(Records for the task)
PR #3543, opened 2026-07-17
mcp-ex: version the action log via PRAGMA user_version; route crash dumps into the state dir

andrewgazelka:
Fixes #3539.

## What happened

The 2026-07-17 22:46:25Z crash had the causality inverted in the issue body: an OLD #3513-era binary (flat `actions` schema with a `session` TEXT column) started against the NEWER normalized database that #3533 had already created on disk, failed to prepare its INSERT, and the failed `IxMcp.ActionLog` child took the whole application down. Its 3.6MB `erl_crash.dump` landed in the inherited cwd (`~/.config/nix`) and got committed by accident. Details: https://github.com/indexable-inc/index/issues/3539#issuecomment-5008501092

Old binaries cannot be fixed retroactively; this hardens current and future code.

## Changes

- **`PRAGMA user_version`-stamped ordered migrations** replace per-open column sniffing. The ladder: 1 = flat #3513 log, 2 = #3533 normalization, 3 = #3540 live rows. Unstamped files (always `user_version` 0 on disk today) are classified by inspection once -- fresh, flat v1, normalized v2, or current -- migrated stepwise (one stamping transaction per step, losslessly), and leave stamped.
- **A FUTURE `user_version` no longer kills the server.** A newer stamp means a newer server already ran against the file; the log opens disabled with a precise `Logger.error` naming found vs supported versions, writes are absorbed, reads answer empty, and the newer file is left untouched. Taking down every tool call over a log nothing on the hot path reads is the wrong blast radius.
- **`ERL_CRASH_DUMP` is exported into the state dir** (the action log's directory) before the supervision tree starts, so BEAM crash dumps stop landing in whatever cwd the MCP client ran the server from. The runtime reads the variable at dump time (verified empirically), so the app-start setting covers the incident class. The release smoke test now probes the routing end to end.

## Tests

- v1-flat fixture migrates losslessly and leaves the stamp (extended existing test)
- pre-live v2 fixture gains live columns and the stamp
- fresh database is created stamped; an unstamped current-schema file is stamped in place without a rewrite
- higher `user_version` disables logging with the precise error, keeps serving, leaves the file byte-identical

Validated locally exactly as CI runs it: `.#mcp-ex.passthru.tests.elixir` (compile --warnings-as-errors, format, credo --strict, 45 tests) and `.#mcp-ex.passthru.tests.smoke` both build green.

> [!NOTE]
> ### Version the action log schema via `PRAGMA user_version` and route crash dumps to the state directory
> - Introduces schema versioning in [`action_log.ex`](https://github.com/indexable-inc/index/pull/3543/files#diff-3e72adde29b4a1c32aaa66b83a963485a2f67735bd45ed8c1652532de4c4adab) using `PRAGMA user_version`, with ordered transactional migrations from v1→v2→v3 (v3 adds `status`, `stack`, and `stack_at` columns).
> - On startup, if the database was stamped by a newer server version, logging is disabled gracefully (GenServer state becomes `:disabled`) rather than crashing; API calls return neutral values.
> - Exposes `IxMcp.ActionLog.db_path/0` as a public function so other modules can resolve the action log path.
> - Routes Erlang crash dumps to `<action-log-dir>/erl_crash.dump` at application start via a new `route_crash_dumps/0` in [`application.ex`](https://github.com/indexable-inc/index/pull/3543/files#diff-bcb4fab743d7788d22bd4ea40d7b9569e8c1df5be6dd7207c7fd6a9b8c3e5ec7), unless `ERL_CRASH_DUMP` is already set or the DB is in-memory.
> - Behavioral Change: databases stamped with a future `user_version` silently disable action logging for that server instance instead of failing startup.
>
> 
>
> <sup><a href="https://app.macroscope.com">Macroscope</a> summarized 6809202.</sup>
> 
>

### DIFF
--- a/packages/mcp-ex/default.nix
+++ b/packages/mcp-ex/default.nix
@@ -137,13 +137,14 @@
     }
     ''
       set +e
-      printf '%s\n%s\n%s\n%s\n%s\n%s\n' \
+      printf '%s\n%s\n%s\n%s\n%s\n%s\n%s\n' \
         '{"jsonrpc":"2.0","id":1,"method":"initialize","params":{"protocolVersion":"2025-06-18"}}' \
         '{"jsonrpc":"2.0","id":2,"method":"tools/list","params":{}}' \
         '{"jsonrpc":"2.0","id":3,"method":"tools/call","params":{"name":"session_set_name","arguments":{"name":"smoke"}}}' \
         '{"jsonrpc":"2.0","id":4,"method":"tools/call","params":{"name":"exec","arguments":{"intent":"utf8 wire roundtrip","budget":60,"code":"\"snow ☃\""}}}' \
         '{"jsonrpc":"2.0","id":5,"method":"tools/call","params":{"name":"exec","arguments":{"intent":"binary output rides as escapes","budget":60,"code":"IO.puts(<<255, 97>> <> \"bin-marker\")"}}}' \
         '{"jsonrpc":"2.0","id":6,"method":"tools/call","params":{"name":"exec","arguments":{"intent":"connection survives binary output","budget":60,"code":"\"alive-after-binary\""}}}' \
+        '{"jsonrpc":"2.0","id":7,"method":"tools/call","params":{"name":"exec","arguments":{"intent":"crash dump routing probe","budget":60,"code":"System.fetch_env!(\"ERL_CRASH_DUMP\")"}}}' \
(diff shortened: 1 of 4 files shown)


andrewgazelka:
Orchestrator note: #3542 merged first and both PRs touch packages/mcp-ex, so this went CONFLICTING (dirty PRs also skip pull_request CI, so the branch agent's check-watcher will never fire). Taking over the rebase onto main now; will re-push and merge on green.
(End Records for the task)
What needs to be done: Each line shown above needs to be transcribed exactly.

Solution:
PR #3543, opened 2026-07-17
mcp-ex: version the action log via PRAGMA user_version; route crash dumps into the state dir

andrewgazelka:
Fixes #3539.

## What happened

The 2026-07-17 22:46:25Z crash had the causality inverted in the issue body: an OLD #3513-era binary (flat `actions` schema with a `session` TEXT column) started against the NEWER normalized database that #3533 had already created on disk, failed to prepare its INSERT, and the failed `IxMcp.ActionLog` child took the whole application down. Its 3.6MB `erl_crash.dump` landed in the inherited cwd (`~/.config/nix`) and got committed by accident. Details: https://github.com/indexable-inc/index/issues/3539#issuecomment-5008501092

Old binaries cannot be fixed retroactively; this hardens current and future code.

## Changes

- **`PRAGMA user_version`-stamped ordered migrations** replace per-open column sniffing. The ladder: 1 = flat #3513 log, 2 = #3533 normalization, 3 = #3540 live rows. Unstamped files (always `user_version` 0 on disk today) are classified by inspection once -- fresh, flat v1, normalized v2, or current -- migrated stepwise (one stamping transaction per step, losslessly), and leave stamped.
- **A FUTURE `user_version` no longer kills the server.** A newer stamp means a newer server already ran against the file; the log opens disabled with a precise `Logger.error` naming found vs supported versions, writes are absorbed, reads answer empty, and the newer file is left untouched. Taking down every tool call over a log nothing on the hot path reads is the wrong blast radius.
- **`ERL_CRASH_DUMP` is exported into the state dir** (the action log's directory) before the supervision tree starts, so BEAM crash dumps stop landing in whatever cwd the MCP client ran the server from. The runtime reads the variable at dump time (verified empirically), so the app-start setting covers the incident class. The release smoke test now probes the routing end to end.

## Tests

- v1-flat fixture migrates losslessly and leaves the stamp (extended existing test)
- pre-live v2 fixture gains live columns and the stamp
- fresh database is created stamped; an unstamped current-schema file is stamped in place without a rewrite
- higher `user_version` disables logging with the precise error, keeps serving, leaves the file byte-identical

Validated locally exactly as CI runs it: `.#mcp-ex.passthru.tests.elixir` (compile --warnings-as-errors, format, credo --strict, 45 tests) and `.#mcp-ex.passthru.tests.smoke` both build green.

> [!NOTE]
> ### Version the action log schema via `PRAGMA user_version` and route crash dumps to the state directory
> - Introduces schema versioning in [`action_log.ex`](https://github.com/indexable-inc/index/pull/3543/files#diff-3e72adde29b4a1c32aaa66b83a963485a2f67735bd45ed8c1652532de4c4adab) using `PRAGMA user_version`, with ordered transactional migrations from v1→v2→v3 (v3 adds `status`, `stack`, and `stack_at` columns).
> - On startup, if the database was stamped by a newer server version, logging is disabled gracefully (GenServer state becomes `:disabled`) rather than crashing; API calls return neutral values.
> - Exposes `IxMcp.ActionLog.db_path/0` as a public function so other modules can resolve the action log path.
> - Routes Erlang crash dumps to `<action-log-dir>/erl_crash.dump` at application start via a new `route_crash_dumps/0` in [`application.ex`](https://github.com/indexable-inc/index/pull/3543/files#diff-bcb4fab743d7788d22bd4ea40d7b9569e8c1df5be6dd7207c7fd6a9b8c3e5ec7), unless `ERL_CRASH_DUMP` is already set or the DB is in-memory.
> - Behavioral Change: databases stamped with a future `user_version` silently disable action logging for that server instance instead of failing startup.
>
> 
>
> <sup><a href="https://app.macroscope.com">Macroscope</a> summarized 6809202.</sup>
> 
>

### DIFF
--- a/packages/mcp-ex/default.nix
+++ b/packages/mcp-ex/default.nix
@@ -137,13 +137,14 @@
     }
     ''
       set +e
-      printf '%s\n%s\n%s\n%s\n%s\n%s\n' \
+      printf '%s\n%s\n%s\n%s\n%s\n%s\n%s\n' \
         '{"jsonrpc":"2.0","id":1,"method":"initialize","params":{"protocolVersion":"2025-06-18"}}' \
         '{"jsonrpc":"2.0","id":2,"method":"tools/list","params":{}}' \
         '{"jsonrpc":"2.0","id":3,"method":"tools/call","params":{"name":"session_set_name","arguments":{"name":"smoke"}}}' \
         '{"jsonrpc":"2.0","id":4,"method":"tools/call","params":{"name":"exec","arguments":{"intent":"utf8 wire roundtrip","budget":60,"code":"\"snow ☃\""}}}' \
         '{"jsonrpc":"2.0","id":5,"method":"tools/call","params":{"name":"exec","arguments":{"intent":"binary output rides as escapes","budget":60,"code":"IO.puts(<<255, 97>> <> \"bin-marker\")"}}}' \
         '{"jsonrpc":"2.0","id":6,"method":"tools/call","params":{"name":"exec","arguments":{"intent":"connection survives binary output","budget":60,"code":"\"alive-after-binary\""}}}' \
+        '{"jsonrpc":"2.0","id":7,"method":"tools/call","params":{"name":"exec","arguments":{"intent":"crash dump routing probe","budget":60,"code":"System.fetch_env!(\"ERL_CRASH_DUMP\")"}}}' \
(diff shortened: 1 of 4 files shown)


andrewgazelka:
Orchestrator note: #3542 merged first and both PRs touch packages/mcp-ex, so this went CONFLICTING (dirty PRs also skip pull_request CI, so the branch agent's check-watcher will never fire). Taking over the rebase onto main now; will re-push and merge on green.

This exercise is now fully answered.